Exercise material: Begin
PR #467, opened 2018-08-08
Purge *args and **kwargs

### LINKED ISSUE #282: Improve *args and **kwargs typing
Whenever `*args` or `**kwargs` are used as function arguments we've added a `# noqa: T484` comment, so that flake8 does not enforce it to be typed.

Instead we should replace all such occasions with explicitly named parameters or else use list/dict types.

gronke:
closes #282

In more occasions than required libiocage uses *args and **kwargs arguments. Disabling flake8 complaints by setting `# noqa: T484` led to ignorance of other typing issues.

This chore removes `*args` and `**kwargs` from various places.

### DIFF
--- a/iocage/lib/events.py
+++ b/iocage/lib/events.py
@@ -39,6 +39,8 @@ EVENT_STATUS = (
     "failed"
 )
 
+EventUpdateData = typing.Dict[str, typing.Any]
+
 
 class Scope(list):
     """An independent event history scope."""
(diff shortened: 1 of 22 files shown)


iocage/lib/events.py
```diff
@@ -39,6 +39,8 @@
     "failed"
 )
 
+EventUpdateData = typing.Dict[str, typing.Any]
```
igalic: where is this used?

gronke: Is now removed. Thanks for spotting it!

PR #473, opened 2018-08-13
Rename namespace from iocage.lib to iocage

gronke:
- Preparing libiocage to split CLI and Library
- Selected Classes get exposed by hooking the module
    - iocage.Host -> iocage.Host.Host
    - iocage.Distribution -> iocage.Distribution.Distribution
    - iocage.Jails -> iocage.Jails.Jails
    - iocage.Jail -> iocage.Jail.Jail
    - iocage.Releases -> iocage.Releases.Releases
    - iocage.Release -> iocage.Release.Release
- lazy loading of top-level modules
- `iocage` (the python library) and `ioc` (the CLI tool) are separate python modules


iocage/Config/Jail/Properties/Resolver.py
```diff
@@ -28,29 +28,29 @@
...
     none_matches: typing.List[str] = ["/dev/null", "-", ""]
     _entries: typing.List[str] = []
 
     def __init__(
         self,
-        config: 'iocage.lib.Config.Jail.JailConfig.JailConfig',
+        config: 'iocage.Config.Jail.JailConfig.JailConfig',
         property_name: str="resolver",
-        logger: typing.Optional[iocage.lib.Logger.Logger]=None,
+        logger: typing.Optional['iocage.Logger.Logger']=None,
```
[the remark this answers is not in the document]
gronke: The new behavior of MyPy seems to be correct. `iocage.Resolver` depends on `iocage.Jail` which depends on `iocage.Logger` while the logger has a circular dependency on `iocage.Jail`. I cannot answer your question nevertheless.

Makefile
```diff
@@ -28,6 +28,9 @@ install-travis:
 	python3.6 -m pip install flake8-mutable flake8-docstrings flake8-builtins flake8-mypy bandit bandit-high-entropy-string
 uninstall:
 	python3.6 -m pip uninstall -y iocage
+	@if [ -f /usr/local/etc/rc.d/ioc ]; then \
+		rm /usr/local/etc/rc.d/ioc; \
+	fi
```
igalic: how do we ask pip to uninstall our deps?

gronke: We get rid of all dependencies. 😏Done.

That's not (immediately) possible, so that we will have to figure out if and how other projects do it.

setup.py
```diff
@@ -72,22 +83,38 @@ def get_args(cls, dist, header=None):
 setup(
     name='iocage',
     license='BSD',
-    version='0.2.12',
+    version='0.3.0',
```
igalic: shouldn't this be the only place for our version number

ioc/__init__.py
```diff
@@ -183,7 +184,7 @@ def get_command(self, ctx, name):
     help="Globally override the activated iocage dataset(s)"
 )
 @click.command(cls=IOCageCLI)
-@click.version_option(version="0.2.12 09/17/2017", prog_name="ioc")
+@click.version_option(version="0.3.0 2018/08/25", prog_name="ioc")
```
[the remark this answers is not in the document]
gronke: CLI and lib may have different versions. But indeed there should be a mechanism to bump the version in all places. Different PR :)

setup.py
gronke: Could you create an Issue for that? This should be handled in a different PR.

iocage/Config/Jail/File/Fstab.py
```diff
@@ -247,15 +248,28 @@ def parse_lines(
...
                 continue
 
+            source = fragments[0].strip()
             destination = fragments[1].strip()
 
             # skip lines with destinations overlapping self.basejail_lines
             if destination in basejail_destinations:
                 continue
 
+            _backup_prefix = "backup:///"
```
igalic: this seems like a new feature / different bug

should this be here?

gronke: In exports the jails root dataset is replaced with `backup:///` in the fstab file. It could either be detected here or a new type `AbsolutePath` would be required. Replacing it here seemed to be less difficult, although now the logic is spread in two different places.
Exercise material: End
### How to complete this task:
Transcribe the records above exactly, beginning at the line that contains "Instead we should" and ending with the line that contains "closes #282", both included, and nothing else.

### Result of this exercise:
Instead we should replace all such occasions with explicitly named parameters or else use list/dict types.

gronke:
closes #282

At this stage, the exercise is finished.